▶ [About this task] In the records that follow, find each line containing "approved" and copy it.

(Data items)
PR #2828, opened 2021-03-02
Fix confusing API - dealloc_example

jackgerrits:
The old `dealloc_example` call would destruct but not free, was confusing to use and did not match with the alloc_examples call that was right next to it. This fixes that up

### DIFF
--- a/vowpalwabbit/example.cc
+++ b/vowpalwabbit/example.cc
@@ -314,10 +314,7 @@ example* alloc_examples(size_t, size_t count)
 {
   example* ec = calloc_or_throw<example>(count);
   if (ec == nullptr) return nullptr;
-  for (size_t i = 0; i < count; i++)
-  {
-    new (ec + i) example;
-  }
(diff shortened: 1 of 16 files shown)


vowpalwabbit/example.cc
```diff
@@ -314,19 +314,18 @@ example* alloc_examples(size_t, size_t count)
 {
   example* ec = calloc_or_throw<example>(count);
   if (ec == nullptr) return nullptr;
-  for (size_t i = 0; i < count; i++)
-  {
-    ec[i].ft_offset = 0;
-  }
+  for (size_t i = 0; i < count; i++) { new (ec + i) example; }
```
olgavrou, line 317: this doesn't need to be `new (ec + i) example()`?

olgavrou (approved):

vowpalwabbit/example.cc
jackgerrits: I think the parentheses can be omitted when there are no args

PR #2829, opened 2021-03-02
add scaffolding for adding an external (binary) parser

olgavrou:


vowpalwabbit/parser.cc
```diff
@@ -571,6 +575,14 @@ void enable_sources(vw& all, bool quiet, size_t passes, input_options& input_opt
         all.example_parser->reader = VW::parsers::flatbuffer::flatbuffer_to_examples;
       }
 #endif
+
+#ifdef BUILD_EXTERNAL_PARSER
+      else if (input_options.external_parser)
+      {
+        all.external_parser = VW::make_unique<VW::external_parser>(&all);
+        all.example_parser->reader = VW::parse_examples;
```
kumpera, line 583: Don't you need to call into the external parser somewhere?

kumpera (commented):
I love this approach, a few thoughts.

The CLI flag should be something that's more future proof. In particular, in case more than one external parsers is developed or one is moved into VW. For example `--format=binary-thingy`.

This extensions mechanism will need to be eventually documented as it will be part of our public API surface.

It would be interesting if/how this could be used by our bindings. @lalo what's your take on this?

vowpalwabbit/parser.cc
olgavrou: vw calls the parser you provide [here](https://github.com/VowpalWabbit/vowpal_wabbit/blob/master/vowpalwabbit/parse_dispatch_loop.h#L22) during parsing

olgavrou:
> The CLI flag should be something that's more future proof. In particular, in case more than one external parsers is developed or one is moved into VW. For example `--format=binary-thingy`.
> 

@kumpera They way this is structured right now VW can accept (compile) only one external parser at a time, and that is why it is generic.
The idea is that if an external parser is provided then the compiler flag needs to be switched on, the cli flag passed, and at least the header file with the corresponding name and parser interface should be provided. It is not tied to the binary parser specifically so it shouldn't have to know that explicitly in the cli args

Not sure how to make this accept multiple external parsers at the same time without adding extra explicit compiler flags and `#ifdefs`

If a parser is moved into VW then it shouldn't be compiled with `BUILD_EXTERNAL_PARSER` and would probably have it's own flag like `--flatbuffers`, `--dsjson`, etc. Unless we want to move all of our parser flags into something like: `--format=[external | dsjson | json | flatbuffers]` otherwise we aren't being consistent

olgavrou:
@kumpera Oh no actually I think I might know how to compile more than one external parser that without extra compile time checks, will be right back with a amendments, thanks for the suggestion!

vowpalwabbit/parser.cc
lalo: the bindings would probably not work with this, bc this is being extended on compile time. You would need to compile another python package with this underlaying forked vw binary.

lalo: Regarding the idea of more extendable args, it could be possible if you have a generic hook for 'plugins' where vw has a call_external_arg_parser() and as long as a plugin fulfills that contract, it could work. This way the new flag would be defined on the other side, and the end result should look the same. That would allow you to have more generic names on flags that you can later migrate to vw itself, without breaking whoever was consuming the forked binary before.

vowpalwabbit/parse_args.cc
```diff
@@ -445,7 +445,9 @@ input_options parse_source(vw& all, options_i& options)
                      "A^B^C. Note: this will become the default in a future version, so enabling this option will "
                      "migrate you to the new behavior and silence the warning."))
       .add(make_option("flatbuffer", parsed_options.flatbuffer)
-               .help("data file will be interpreted as a flatbuffer file"));
+               .help("data file will be interpreted as a flatbuffer file"))
+      .add(make_option("external_parser", parsed_options.external_parser)
```
lalo, line 449: If all this is being extended at compile time, might as well have a cmake flag to enable this forked binary mode and hide this code behind that flag. Sort of like the flatbuffers being compiled out, this would be external parser compiled out.

olgavrou: good point, done

vowpalwabbit/parser.cc
olgavrou: added `VW::external::parser::set_parse_args()` in `parse_args.cc`

external parser adds whatever options it wants see [here](https://github.com/VowpalWabbit/reinforcement_learning/pull/265/files#diff-5617db68ef0406524f96b6a49b8526b756796e20e65a3fb31019947f924826faR23)

the contract that the external parser has to fill (in general, not only for args) can be seen [here](https://github.com/VowpalWabbit/reinforcement_learning/pull/265/files#diff-959fe33f0cd6431dc062b3357fda604b7b3fb4e47aad4fc1d25e31ddf3e42327R1)

kumpera (approved):
LGTM

jackgerrits (approved):

lalo (approved):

▶ [Written response]
olgavrou (approved):
kumpera (approved):
jackgerrits (approved):
lalo (approved):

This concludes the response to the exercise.